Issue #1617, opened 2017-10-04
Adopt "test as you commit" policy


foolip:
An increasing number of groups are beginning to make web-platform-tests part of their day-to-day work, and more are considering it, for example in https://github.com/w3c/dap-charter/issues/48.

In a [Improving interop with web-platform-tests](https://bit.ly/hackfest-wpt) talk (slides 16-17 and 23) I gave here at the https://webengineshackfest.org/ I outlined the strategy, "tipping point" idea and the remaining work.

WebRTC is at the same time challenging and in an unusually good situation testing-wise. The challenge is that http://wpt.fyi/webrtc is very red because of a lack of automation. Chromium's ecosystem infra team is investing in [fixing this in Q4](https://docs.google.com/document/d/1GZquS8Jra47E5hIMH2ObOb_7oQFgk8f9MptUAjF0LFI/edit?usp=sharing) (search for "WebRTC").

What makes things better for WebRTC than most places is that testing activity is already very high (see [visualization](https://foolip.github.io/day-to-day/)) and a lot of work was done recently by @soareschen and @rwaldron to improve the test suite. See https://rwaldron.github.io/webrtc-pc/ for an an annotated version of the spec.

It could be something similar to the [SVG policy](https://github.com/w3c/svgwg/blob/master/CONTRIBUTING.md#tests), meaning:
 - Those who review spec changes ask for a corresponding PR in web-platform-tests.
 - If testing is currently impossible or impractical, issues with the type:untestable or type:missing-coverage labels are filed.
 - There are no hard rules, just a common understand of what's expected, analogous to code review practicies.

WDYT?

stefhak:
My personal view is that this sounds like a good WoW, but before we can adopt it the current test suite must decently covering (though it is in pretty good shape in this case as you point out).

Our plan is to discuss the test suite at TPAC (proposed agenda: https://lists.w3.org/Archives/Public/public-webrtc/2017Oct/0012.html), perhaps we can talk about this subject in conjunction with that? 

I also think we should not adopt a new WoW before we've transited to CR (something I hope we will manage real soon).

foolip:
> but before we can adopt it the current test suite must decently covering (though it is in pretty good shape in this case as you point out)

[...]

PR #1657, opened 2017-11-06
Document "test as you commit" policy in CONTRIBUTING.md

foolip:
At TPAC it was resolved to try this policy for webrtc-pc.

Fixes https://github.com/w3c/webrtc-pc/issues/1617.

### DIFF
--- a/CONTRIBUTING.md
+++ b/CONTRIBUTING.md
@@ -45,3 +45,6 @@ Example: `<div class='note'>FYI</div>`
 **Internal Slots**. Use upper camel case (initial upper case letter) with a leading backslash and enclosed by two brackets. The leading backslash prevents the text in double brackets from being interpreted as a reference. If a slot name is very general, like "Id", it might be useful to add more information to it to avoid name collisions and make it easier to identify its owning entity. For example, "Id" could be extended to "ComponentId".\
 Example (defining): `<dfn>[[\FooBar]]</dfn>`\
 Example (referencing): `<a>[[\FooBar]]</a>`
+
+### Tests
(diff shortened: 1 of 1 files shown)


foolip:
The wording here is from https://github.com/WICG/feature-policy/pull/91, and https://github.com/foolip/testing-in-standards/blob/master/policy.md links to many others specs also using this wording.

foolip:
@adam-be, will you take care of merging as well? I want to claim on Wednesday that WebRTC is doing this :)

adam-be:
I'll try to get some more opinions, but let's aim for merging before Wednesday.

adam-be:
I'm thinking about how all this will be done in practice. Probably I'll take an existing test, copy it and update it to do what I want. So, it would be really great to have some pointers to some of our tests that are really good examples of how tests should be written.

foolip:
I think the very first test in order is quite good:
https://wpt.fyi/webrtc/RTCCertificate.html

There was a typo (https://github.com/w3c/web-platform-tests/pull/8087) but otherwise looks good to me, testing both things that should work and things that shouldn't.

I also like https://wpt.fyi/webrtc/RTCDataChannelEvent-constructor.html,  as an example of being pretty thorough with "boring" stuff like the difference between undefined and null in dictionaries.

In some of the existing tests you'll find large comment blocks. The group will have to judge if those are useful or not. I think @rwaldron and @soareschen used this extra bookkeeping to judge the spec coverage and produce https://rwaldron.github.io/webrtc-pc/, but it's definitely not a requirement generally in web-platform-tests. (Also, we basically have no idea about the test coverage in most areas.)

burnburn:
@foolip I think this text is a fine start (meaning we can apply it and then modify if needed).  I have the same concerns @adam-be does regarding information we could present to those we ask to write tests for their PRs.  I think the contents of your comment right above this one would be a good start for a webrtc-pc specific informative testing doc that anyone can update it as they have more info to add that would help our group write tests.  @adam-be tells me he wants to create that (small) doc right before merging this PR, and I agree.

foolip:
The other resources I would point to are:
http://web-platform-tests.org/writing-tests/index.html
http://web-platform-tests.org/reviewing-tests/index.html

-- Work to complete --
Which of the lines above hold the string "blob"? Copy each one.

-- Result for this task --
It could be something similar to the [SVG policy](https://github.com/w3c/svgwg/blob/master/CONTRIBUTING.md#tests), meaning:
The wording here is from https://github.com/WICG/feature-policy/pull/91, and https://github.com/foolip/testing-in-standards/blob/master/policy.md links to many others specs also using this wording.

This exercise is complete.